The debate whether the power sharing experiment between the Prime Minister Manmohan Singh and Congress chief Sonia Gandhi has worked in the past 10 years or whether he was a weak prime minister is a futile exercise. In effect, since Sonia Gandhi took over in 1998, she was the only power centre. Her leadership was accepted not only by the Congress but also the allies including senior leaders like the DMK chief Karunanidhi, NCP chief Sharad Pawar and others from 2004 when the UPA was formed at her initiative.

The Congress history shows that there could be no diarchy. Its constitution provides for two different posts of party chief and PM, but in effect, it was the prime minister who was head by the party. After Independence, Nehru and Sardar Patel were the chief contenders for the post of the prime minister, but Nehru won the race with the blessings of Mahatma Gandhi.

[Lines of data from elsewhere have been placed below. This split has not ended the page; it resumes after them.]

PR #2213, opened 2022-11-22
f-content-cards@v10.2.0 - Updating tests and adding analytics tracking

matthewhardern:
Adding in Analytics events to detect card view times and card click events as per requirements, also adding in additional unit tests

### DIFF
--- a/packages/components/organisms/f-content-cards/CHANGELOG.md
+++ b/packages/components/organisms/f-content-cards/CHANGELOG.md
@@ -6,7 +6,7 @@ and this project adheres to [Semantic Versioning](http://semver.org/spec/v2.0.0.
 
 v10.2.0
 ------------------------------
-*November 22, 2022*
+*December 01, 2022*
 
 ### Added
 - Unit tests for extra states
--- a/packages/components/organisms/f-content-cards/CHANGELOG.md
+++ b/packages/components/organisms/f-content-cards/CHANGELOG.md
@@ -4,6 +4,15 @@ The format is based on [Keep a Changelog](http://keepachangelog.com/en/1.0.0/)
 and this project adheres to [Semantic Versioning](http://semver.org/spec/v2.0.0.html).
 
 
+v10.2.0
+------------------------------
+*November 22, 2022*
+
+### Added
+- Unit tests for extra states
+- Analytic tracking events
+
+
 v10.1.1
 ------------------------------
 *November 21, 2022*
--- a/packages/components/organisms/f-content-cards/src/components/ContentCards.js
+++ b/packages/components/organisms/f-content-cards/src/components/ContentCards.js
@@ -41,6 +41,20 @@ export default {
         cardObserver: {}
     }),
 
+    watch: {
+        errors (errors) {
+            if (errors.filter(e => e === STATE_ERROR).length === this.adapters.length) {
+                this.state = STATE_ERROR;
+            }
+            if (errors.filter(e => e === STATE_NO_CARDS).length === this.adapters.length) {
+                this.state = STATE_NO_CARDS;
+            }
+            if (errors.length === this.adapters.length) {
+                this.state = STATE_ERROR;
+            }
+        }
+    },
+
     computed: {
         xOffsets () {
             return uniq(this.$children.map(({ $el }) => $el.offsetLeft)).sort((a, b) => a - b);
@@ -149,6 +163,7 @@ export default {
 
     methods: {
         runAdapterCallbacks (successCallback, errorCallback) {
+            this.state = STATE_LOADING;
             this.adapters.forEach(adapter => {
                 adapter.initialise(this.filters, cards => {
                     if (cards === undefined) {
@@ -217,6 +232,7 @@ export default {
             );
         }, (source, error) => {
             if (error.type === 'NoCards') {
+                this.errors.push(STATE_NO_CARDS);
                 this.$emit(HAS_LOADED, { adapter: source, cards: [] });
                 this.$log.info(
                     `Content Cards Adapters (${source}) - No content cards. Key: (${this.loggingKey})`,
@@ -229,6 +245,7 @@ export default {
                     }
                 );
             } else {
+                this.errors.push(STATE_ERROR);
                 this.$emit(ON_ERROR, { adapter: source });
                 this.$log.info(
                     `Content Cards Adapters (${source}) - Error receiving content cards. Key: (${this.loggingKey})`,
--- a/packages/components/organisms/f-content-cards/src/components/ContentCards.js
+++ b/packages/components/organisms/f-content-cards/src/components/ContentCards.js
@@ -1,4 +1,6 @@
 import { globalisationServices } from '@justeat/f-services';
+import differenceInMilliseconds from 'date-fns/differenceInMilliseconds';
+import { uniq } from 'lodash';
 import tenantConfigs from '../tenants';
 import {
     HAS_LOADED,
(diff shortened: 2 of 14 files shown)


minrwhite (dismissed):

packages/components/organisms/f-content-cards/src/components/_tests/ContentCards.test.js
```diff
@@ -151,41 +154,293 @@ describe('ContentCards', () => {
             expect(cards.length).toEqual(0);
         });
 
+        it('should have 0 cards in the cards array', () => {
```
xander-marjoram: This looks like a duplicate of the above test?

packages/components/organisms/f-content-cards/src/components/_tests/ContentCards.test.js
```diff
@@ -151,41 +154,293 @@ describe('ContentCards', () => {
...
+            expect(slot).toBeDefined();
+        });
 
+        it('should return these cards in the scoped slot variable', () => {
+            // Act
+            const cards = instance.findAll('[data-test-id="__MOCK_TYPE__"]');
+            const cards2 = instance.findAll('[data-test-id="__MOCK_TYPE_2__"]');
 
+            // Assert
+            expect(cards.length + cards2.length).toEqual(2);
```
xander-marjoram: Might it be better to have two expectations?
```suggestion
            expect(cards).toHaveLength(1);
            expect(cards2).toHaveLength(1);
```

packages/components/organisms/f-content-cards/src/components/_tests/ContentCards.test.js
matthewhardern: yep good catch will remove

packages/components/organisms/f-content-cards/src/components/_tests/ContentCards.test.js
```diff
@@ -151,41 +154,293 @@ describe('ContentCards', () => {
...
+            expect(slot).toBeDefined();
+        });
+
+        it('should return these cards in the scoped slot variable', () => {
+            // Act
+            const cards = instance.findAll('[data-test-id="__MOCK_TYPE__"]');
+            const cards2 = instance.findAll('[data-test-id="__MOCK_TYPE_2__"]');
+
+            // Assert
+            expect(cards.length + cards2.length).toEqual(1);
```
xander-marjoram: Same here, it's not obvious which one should have zero cards

packages/components/organisms/f-content-cards/src/components/ContentCards.js
```diff
@@ -35,10 +37,33 @@ export default {
...
         cards: [],
-        errors: []
+        errors: [],
+        cardObserver: {}
     }),
 
+    watch: {
+        errors (errors) {
+            if (errors.filter(e => e === STATE_ERROR).length === this.adapters.length) {
+                this.state = STATE_ERROR;
```
xander-marjoram, line 46: So it looks like these states are only set when all adapters are erroring or returning no cards, is that right?

packages/components/organisms/f-content-cards/src/components/ContentCards.js
```diff
@@ -35,10 +37,33 @@ export default {
...
+            }
+            if (errors.length === this.adapters.length) {
+                this.state = STATE_ERROR;
+            }
+        }
+    },
+
     computed: {
+        xOffsets () {
+            return uniq(this.$children.map(({ $el }) => $el.offsetLeft)).sort((a, b) => a - b);
```
xander-marjoram: A few things here:
1. Could you use a `Set` to make the array unique which would remove the need for the import?
2. Incidentally, I can't see lodash in the package.json, how are we importing it?
3. I think `.sort((a, b) => a - b)` behaves the same as just `.sort()`.

packages/components/organisms/f-content-cards/src/components/ContentCards.js
```diff
@@ -69,19 +94,56 @@ export default {
...
+                        ...(entry.isIntersecting ? { intersectionTime: new Date() } : { intersectionTime: null })
+                    }
+                };
+
+                if (entry.isIntersecting) {
+                    this.handleCardView({
+                        ...card,
+                        metadata: {
+                            coordinates: {
+                                x: this.xOffsets.findIndex(offset => offset === $el.offsetLeft) + 1,
```
xander-marjoram, line 131: This returns the index of the coordinate + 1, rather than the actual coordinate, right?

packages/components/organisms/f-content-cards/CHANGELOG.md
```diff
@@ -4,6 +4,15 @@ The format is based on [Keep a Changelog](http://keepachangelog.com/en/1.0.0/)
 and this project adheres to [Semantic Versioning](http://semver.org/spec/v2.0.0.html).
 
 
+v10.2.0
+------------------------------
+*November 22, 2022*
```
xander-marjoram: Nit 📆

packages/components/organisms/f-content-cards/src/components/ContentCards.js
matthewhardern: yes that is correct as we would still want it to display cards if one of the adapters has succeeded

packages/components/organisms/f-content-cards/src/components/ContentCards.js
matthewhardern: yes they wanted index + 1

packages/components/organisms/f-content-cards/src/components/ContentCards.js
matthewhardern: 1) Awesome idea, will make the change, 2) agreed, 3) good point

packages/components/organisms/f-content-cards/src/components/ContentCards.js
```diff
@@ -69,19 +94,56 @@ export default {
         const locale = globalisationServices.getLocale(tenantConfigs, this.locale, this.$i18n);
         const localeConfig = tenantConfigs[locale];
 
+        const options = {
+            root: null,
+            rootMargin: '0px',
+            threshold: 0.7
+        };
+
+        const observerCallback = entries => {
```
ashleynolan, line 113: Would be good to have a few more comments about what's happening in this method, as there's a lot going on in this `provide()` now.

At a glance, it looks like it's reporting when a card gets intersected with onscreen and provides data on that, but would be good to give a bit of a non-code overview somewhere.

matthewhardern: your glance is correct, I will add a comment above to indicate what it's doing from a non code perspective

matthewhardern: I have added an extended comment

minrwhite (dismissed):

packages/components/organisms/f-content-cards/src/components/ContentCards.js
```diff
@@ -69,19 +93,67 @@ export default {
...
+            entries.forEach(entry => {
+                const { card } = entry.target.__vue__.$options.propsData;
+                const { $el } = entry.target.__vue__;
+
+                this.cardObserver = {
+                    ...this.cardObserver,
+                    [card.id]: {
+                        isIntersecting: entry.isIntersecting,
+                        ...(entry.isIntersecting ? { intersectionTime: new Date() } : { intersectionTime: null })
```
xander-marjoram: A little simpler
```suggestion
                        intersectionTime: entry.isIntersecting ? new Date() : null
```

packages/components/organisms/f-content-cards/src/components/ContentCards.js
xander-marjoram: Ah right, I finally understood this, so this turns pixel offsets into grid coordinates, i.e., 1st column, 2nd row

xander-marjoram (approved):

ashleynolan (approved):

After the demise of Gandhi and Patel, Nehru became the sole authority and the key to the party’s electoral success, which other leaders recognised. Nehru resigned from the Congress Working Committee when Tandon was elected as Congress president against his wishes in 1950. Tandon quit after a year paving the way for Nehru to occupy both the posts. In 1955 U N Thebar, a lightweight succeeded Nehru followed by Indira Gandhi and Sanjiva Reddy. Kamaraj, known for his famous ‘Kamaraj plan’ became party president towards the end of Nehru’s life. The Machiavellian Tamil leader steered the party after Nehru’s death earning the name of Kingmaker. Nijalingappa followed Kamaraj and after the split in 1969 Indira Gandhi continued the practice of having separate prime minister and president and chose leaders like D K Barooah known for  ‘Indira is India, India is Indira’ slogan. When Indira Congress was born in 1978 she became the president again and later the prime minister when she came back in 1980.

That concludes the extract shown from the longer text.